A controversial immigrant voucher program, according to city officials New York receiving food using debit cards ends.
New York was announced that he would end a program that gave immigrants food stamps to pay for food, ending an initiative that had long been attacked by conservatives and related experts. Vouchers were in the form of prepaid debit cards. “As we move toward more competitive contracts for asylum seeker programs, we have chosen not to renew the emergency contract for this pilot program once the one-year term has ended,” New York City Mayor Eric Adams said in a statement.
The program, which began in late March, provided debit cards for food and baby supplies to 2,600 migrants who arrived in the city and stayed in city-funded hotels. Debit cards could only be used in convenience stores, bodegas and supermarkets. They would be useless in other businesses. Mobility Capital Finance, or MoCaFi, was the private company that won a no-bid contingency contract for $400,000 to run the program for one year.

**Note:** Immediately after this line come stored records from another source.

PR #14352, opened 2022-04-09
feat!: block access to `/lib`

ephys:
### Pull Request Checklist

### Description Of Change

This PR prevents users from importing anything other than `@sequelize/core` and `@sequelize/core/package.json`.

With this change, it is safe to rework our internal source code without risking to introduce a breaking change.

If users need to access our internals, they should open a feature request so we can expose a properly tested solution.

Breaking change documented: https://github.com/sequelize/website/pull/78/ 

As a last resort, if a user *really* needs to access them, I added `@sequelize/core/_non-semver-use-at-your-own-risk_` as an alias for `@sequelize/core/lib`. Hopefully it is clear enough that these imports should only be used as a last resort and are not officially supported, and could break in any release, including patch releases.

### DIFF
--- a/package.json
+++ b/package.json
@@ -24,9 +24,8 @@
       "import": "./lib/index.mjs",
       "require": "./lib/index.js"
     },
-    "./lib/*": "./lib/*.js",
-    "./lib/errors": "./lib/errors/index.js",
-    "./*": "./*"
+    "./_non-semver-use-at-your-own-risk_/*": "./lib/*",
+    "./package.json": "./package.json"
   },
   "engines": {
     "node": "^14.17.0 || >=16.0.0"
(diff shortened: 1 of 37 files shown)


WikiRik:
Why would a user want to import our package.json?

ephys:
Typically to access our version number (even though it's exposed as `Sequelize.vesrion`), like in this issue https://github.com/sequelize/sequelize/issues/13787. [Other packages](https://github.com/eslint/eslint/blob/main/package.json#L11) also expose their `package.json` even though their other modules are restricted, so there may be reasons I don't know about

WikiRik (approved):
Can't hurt to export package.json then, so should be good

The program distributed the cards at the Roosevelt Hotel in midtown Manhattan to participants, totaling $3.2 million. It was a big change from a previous food distribution system run by another private medical company, DocGo, which received a $432 million contract from the city before alarming complaints forced the city to phase out the contract.

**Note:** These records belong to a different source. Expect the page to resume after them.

PR #14359, opened 2022-04-11
feat: simplify withSchema API

ephys:
### Pull Request Checklist

### Description Of Change

As a follow up to https://github.com/sequelize/sequelize/pull/14337. While we're renaming `Model.schema` to `Model.withSchema`, we might as well simplify its API. I changed it from:

```typescript
MyModel.schema('public');
MyModel.schema('public', /* schema delimiter */ '.');
MyModel.schema('public', { schemaDelimiter: '.' });
```

to

```typescript
MyModel.withSchema('public');
MyModel.withSchema({ schema: 'public', schemaDelimiter: '.' });
```

Not a breaking change because `.schema` keeps its old API and `.withSchema` hasn't been released yet

### DIFF
--- a/test/support.d.ts
+++ b/test/support.d.ts
@@ -1,0 +1,5 @@
+declare namespace Chai {
+  interface Assertion {
+    deepEqual(expected: any): Assertion;
+  }
+}
--- a/src/model.d.ts
+++ b/src/model.d.ts
@@ -86,6 +86,8 @@ export interface DropOptions extends Logging {
  * Schema Options provided for applying a schema to a model
  */
 export interface SchemaOptions extends Logging {
+  schema: string;
+
   /**
    * The character(s) that separates the schema name from the table name
    */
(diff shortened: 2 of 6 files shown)


test/support.d.ts
```diff
@@ -0,0 +1,5 @@
+declare namespace Chai {
+  interface Assertion {
+    deepEqual(expected: any): Assertion;
```
WikiRik, line 3: Where would we need this for?

WikiRik (approved):
I have one question, but it's non-blocking

test/support.d.ts
ephys: `support.js` declares a custom chai method:

```
chai.Assertion.addMethod('deepEqual', function (expected, depth = 5) {
  expect(inspect(this._obj, { depth })).to.deep.equal(inspect(expected, { depth }));
});
```

which works like `deep.equal` but includes symbols

This declares it to TypeScript so `expect(y).to.deepEqual(x)` is valid

WikiRik: Ah, that makes sense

Conservatives have attacked the program since its inception, claiming it was ripe for fraud, but there have been no instances of bad behavior with the debit cards. City Auditor Brad Lander also previously revoked the city's ability to enter into emergency agreements for immigrant services. While an estimated 700 immigrants enter New York each week seeking asylum, 1,000 leave. Adams Mayor William Fowler, City Hall spokesman, said Mayor Adams is open to potentially pursuing the future installation of a similar program. “We will continue to implement and learn from innovative pilot programs, such as the direct response card program, as we care for hundreds of new arrivals each week,” he said in an interview.